Uitspraak
GERECHTSHOF ARNHEM-LEEUWARDEN
verzoekster in hoger beroep,
Gerechtshof Arnhem-Leeuwarden
In deze zaak heeft het Gerechtshof Arnhem-Leeuwarden op 11 januari 2018 uitspraak gedaan in hoger beroep over de opheffing van de onderbewindstelling van de goederen van de rechthebbende, geboren in 1944. De rechthebbende had in eerste aanleg verzocht om onderbewindstelling van haar goederen, wat door de kantonrechter op 28 maart 2017 werd toegewezen. In hoger beroep heeft de rechthebbende aangevoerd dat zij de onderbewindstelling niet heeft gewild en onvoldoende was voorgelicht over de gevolgen ervan. Het hof heeft echter geoordeeld dat de rechthebbende ten tijde van de procedure in eerste aanleg de onderbewindstelling heeft gewild en bekend was met de gevolgen.
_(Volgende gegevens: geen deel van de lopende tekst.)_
PR #459, opened 2023-10-02
Expose reports module in top-level init

frances-h:
In order for add-ons to work correctly with the reports, we need to expose them to the top-level __init__.


rwedge (approved):

pvk-developer (approved):
LGTM!

PR #466, opened 2023-10-12
Validate that the metadata is always a dict

### LINKED ISSUE #428: Validate that the metadata is always a dict
### Problem Description
The diagnostic and quality reports always expect that the metadata is a _dictionary_. This can be confusing because in other libraries (such as the SDV), the metadata is actually its own object.

### Expected behavior
If I don't pass in a dictionary into a report, provide a helpful error message.

```python
from sdmetrics.reports.single_table import DiagnosticReport

report = DiagnosticReport()
report.generate(real_data, synthetic_data, metadata_object)
```

```
InvalidInputError: The provided metadata is not a dictionary.
```

### Additional context
We cannot use metadata objects in SDMetrics because we are not using or importing the SDV.

R-Palazzo:
Resolve #428

### DIFF
--- a/sdmetrics/reports/base_report.py
+++ b/sdmetrics/reports/base_report.py
@@ -55,13 +55,24 @@ class BaseReport():
             metadata (dict):
                 The metadata of the table.
         """
-        if not isinstance(metadata, dict):
-            metadata = metadata.to_dict()
-
         self._validate_metadata_matches_data(real_data, synthetic_data, metadata)
 
     def _handle_results(self, verbose):
         raise NotImplementedError
+
+    @staticmethod
+    def _convert_metadata(metadata):
+        """If the metadta is not a dict, try to convert it."""
+        if not isinstance(metadata, dict):
+            try:
+                metadata = metadata.to_dict()
+            except Exception:
+                raise TypeError(
+                    'The provided metadata is not a dictionary and does not have a to_dict method.'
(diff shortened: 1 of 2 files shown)


npatki:
@R-Palazzo we should not be accepting the actual metadata object. We should only accept dictionaries.

I would avoid doing any conversions in SDMetrics and stick to the original issue.

sdmetrics/reports/base_report.py
```diff
@@ -55,14 +55,25 @@ def validate(self, real_data, synthetic_data, metadata):
...
 
     def _handle_results(self, verbose):
         raise NotImplementedError
 
+    @staticmethod
+    def _convert_metadata(metadata):
+        """If the metadta is not a dict, try to convert it."""
+        if not isinstance(metadata, dict):
+            try:
+                metadata = metadata.to_dict()
```
frances-h, line 68: Is this something we actually want to support? Other objects might implement a `to_dict` method which might lead to weird issues down the road (i.e. I'm pretty sure you can call `to_dict` on a pandas dataframe). Maybe @npatki has thoughts?

npatki: @frances-h agreed. I think we should stick to the issue's description, which states that we should only accept dictionaries. We do not intend to convert to a dictionary on the user's behalf.

amontanez24 (approved):
LGTM!

PR #474, opened 2023-10-23
Add `KeyUniqueness` metric

### LINKED ISSUE #460: Add `KeyUniqueness` metric
### Problem Description
_As a user, I would like a metric that gives me information about the uniqueness of my primary key and alternate key columns._

### Expected behavior
- Add a new `single_column` metric that calculates the percent of keys that are unique and not null.
- This metric takes in primary key or alternate key columns (either ID or PII sdtypes).

#### Attributes
- `name`: `'KeyUniqueness'`
- `goal`: `Goal.MAXIMIZE`
- `min_value`: 0.0
- `max_value`: 1.0

#### Methods
- `compute(real_data, synthetic_data)`: Compute the score for the metric. The returned score should be the percent of keys that are unique and not null (eg. a score of 0.6 means 60% of the keys are unique and 40% are duplicates).  
    - If the real data does not pass this test, then the metric should Error.

R-Palazzo:
Clickup task: CU-86ayfczkn
Resolve #460

### DIFF
--- a/sdmetrics/single_column/statistical/key_uniqueness.py
+++ b/sdmetrics/single_column/statistical/key_uniqueness.py
@@ -1,0 +1,80 @@
+"""Key Uniqueness Metric."""
+
+from sdmetrics.errors import InvalidDataError
+from sdmetrics.goal import Goal
+from sdmetrics.single_column.base import SingleColumnMetric
+
+
+class KeyUniqueness(SingleColumnMetric):
+    """Key uniqueness metric.
+
+    Compute the fraction of rows in the synthetic data that are unique.
+
+    Attributes:
+        name (str):
+            Name to use when reports about this metric are printed.
+        goal (sdmetrics.goal.Goal):
+            The goal of this metric.
+        min_value (Union[float, tuple[float]]):
+            Minimum value or values that this metric can take.
+        max_value (Union[float, tuple[float]]):
+            Maximum value or values that this metric can take.
+    """
+
+    name = 'KeyUniqueness'
+    goal = Goal.MAXIMIZE
+    min_value = 0.0
+    max_value = 1.0
+
+    @classmethod
+    def compute_breakdown(cls, real_data, synthetic_data):
+        """Compute the score breakdown of the key uniqueness metric.
+
+        Args:
+            real_data (pandas.Series):
+                The real data.
+            synthetic_data (pandas.Series):
+                The synthetic data.
+
+        Returns:
+            dict:
+                The score breakdown of the key uniqueness metric.
+        """
+        has_duplicates = real_data.duplicated().any()
+        if has_duplicates:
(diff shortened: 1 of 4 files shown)


sdmetrics/single_column/statistical/key_uniqueness.py
```diff
@@ -0,0 +1,83 @@
...
+
+        Returns:
+            float:
+                The proportion of data points in the synthetic data that are unique.
+        """
+        return cls.compute_breakdown(real_data, synthetic_data)['score']
+
+    @classmethod
+    def normalize(cls, raw_score):
+        """Return the `raw_score` as is, since it is already normalized.
```
rwedge, line 73: Based on this description I would expect `return raw_score` to be the function logic

sdmetrics/single_column/statistical/key_uniqueness.py
```diff
@@ -0,0 +1,83 @@
...
+
+        Args:
+            raw_score (float):
+                The value of the metric from `compute`.
+
+        Returns:
+            float:
+                The normalized value of the metric
+        """
+        return super().normalize(raw_score)
```
frances-h, line 83: Since we're just calling the parent class's `normalize`, we don't need to re-define it on the child class.

R-Palazzo: Yes good point, addressed in [5fdb9f5](https://github.com/sdv-dev/SDMetrics/pull/474/commits/5fdb9f5ae1b54d2c18fdb32b8d925664f653f294)

sdmetrics/single_column/statistical/key_uniqueness.py
R-Palazzo: Yes, changed in [5fdb9f5](https://github.com/sdv-dev/SDMetrics/pull/474/commits/5fdb9f5ae1b54d2c18fdb32b8d925664f653f294)

sdmetrics/single_column/statistical/key_uniqueness.py
```diff
@@ -0,0 +1,69 @@
...
+                The synthetic data.
+
+        Returns:
+            dict:
+                The score breakdown of the key uniqueness metric.
+        """
+        has_duplicates = real_data.duplicated().any()
+        has_nans = real_data.isna().any()
+        if has_duplicates or has_nans:
+            LOGGER.info('The real data contains NA or duplicate values.')
```
rwedge, line 48: should this be a `ValueError` or some other error type?

R-Palazzo: This is something we discussed yesterday at the Eng meeting. We decided to use a `logger.info()` to be consistent with a similar behavior in the `ReferentialIntegrity`.

rwedge (approved):

frances-h (approved):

Het hof heeft de beschikking van de kantonrechter bekrachtigd, maar heeft ambtshalve besloten het bewind op te heffen, omdat de noodzaak daartoe niet meer bestond. De rechthebbende heeft verklaard dat zij inmiddels schuldenvrij is en in staat is om zelf verantwoordelijkheid te nemen voor haar financiële situatie. Het hof heeft de beschikking uitvoerbaar bij voorraad verklaard en het meer of anders verzochte afgewezen.